Solidarité foncière. Pour lutter contre l’étalement urbain, une autre série de propositions vise à encourager la solidarité foncière dans les zones pavillonnaires : affirmer, au sein du Code de l’urbanisme, un nouvel objectif d’aménagement favorisant « l’utilisation solidaire de l’espace » en créant des espaces de densification « douce », c’est-à-dire l’insertion de nouveaux logements (division parcellaire, appartements accessoires, division interne, surélévation, extension, restructuration, etc.) sans modification significative des formes urbaines du quartier en mutation, ni destruction du parc existant ; adapter les règles des PLU pour concrétiser cette solidarité foncière ; créer un statut du micro-constructeur pour encourager les initiatives individuelles au travers d’incitations fiscales et financières, sous condition notamment d’être accompagnées par des professionnels (dont un notaire) afin d’assurer la conformité du projet aux différentes normes applicables.

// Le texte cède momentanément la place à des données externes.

PR #1670, opened 2019-07-23
Allow changing spectrogram parameters after it has been drawn

cimbi:
The PR adds ability to the spectrogram visual to modify the parameters after the first draw.

### DIFF
--- a/vispy/visuals/spectrogram.py
+++ b/vispy/visuals/spectrogram.py
@@ -54,3 +54,102 @@ class SpectrogramVisual(ImageVisual):
     def freqs(self):
         """The spectrogram frequencies"""
         return fft_freqs(self._n_fft, self._fs)
+
+    @property
+    def data(self):
+        """The data property of parent ImageVisual"""
+        return self._data
+
+    @property
+    def x(self):
+        """The original signal"""
+        return self._x
+
+    @x.setter
+    def x(self, x):
+        nan_mean = np.nanmean(x)
+        idx = np.isnan(x)
+        x[idx] = nan_mean
+        self._x = x
+        self._update_image()
+
+    @property
+    def n_fft(self):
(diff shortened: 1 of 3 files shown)


cimbi:
I think I have addressed all the points.

Regarding 3) - for my application in need the data property to calculate color limits and reset them back to the Image visual to bring up events in the spectrogram. Since I only supply 1D signal to the spectrogram visual I don't have the 2D data that go into the Image visual. I can use _data property of the Image visual but I guess it would make sense to get the data back by calling Image.data.

cimbi:
Do we need tests for the spectrogram visual?

vispy/visuals/spectrogram.py
```diff
@@ -38,19 +40,130 @@ class SpectrogramVisual(ImageVisual):
...
+            data = 20 * np.log10(data) if self._color_scale == 'log' else data
+            if self._normalize:
+                for i in range(data.shape[0]):
+                    data[i, :] -= np.mean(data[i, :])
+                    data[i, :] /= np.std(data[i, :])
+            return data
+        else:
+            return None
+
+    def _update_image(self):
```
djhoese: This method's contents look like they are indented 1 level too much.

djhoese:
Regarding the `data` property, would it be possible for you to subclass this Visual and do the color limit stuff internally? That way the `_data` usage seems less "wrong".

For tests, it would be great if you could find a way to add some tests, preferably tests that don't compare against saved images. My main concern and why I would like tests is that this subclasses from ImageVisual. I have future plans to update ImageVisual to be more flexible (don't hold on to the data array, in-GPU color limits, etc) so I'd like some tests to make sure that I know I didn't break the spectrogram.

djhoese:
Thanks again!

Accroître l’offre résidentielle

Assouplir les règles du bail d’habitation. Face à la crise du logement, en particulier en Île-de-France, les notaires du Grand Paris veulent assouplir les règles du bail d’habitation, en limitant le droit au maintien dans les lieux du locataire relevant de la loi du 1er septembre 1948, et en supprimant le droit à la prorogation du bail en cas de mise en copropriété du logement.

Rationaliser l’exercice du DPU. Ils souhaitent aussi inciter les acteurs institutionnels à offrir des logements accessibles, notamment en écartant le droit de préemption urbain lorsque le nouveau propriétaire du logement s’engage à transformer des bâtiments à usage autre que d’habitation en des logements répondant à certains critères, et en supprimant l’obligation de 25 % de logements sociaux applicable aux réalisations de logements locatifs intermédiaires dans les communes satisfaisant aux obligations imposées par la loi SRU en la matière.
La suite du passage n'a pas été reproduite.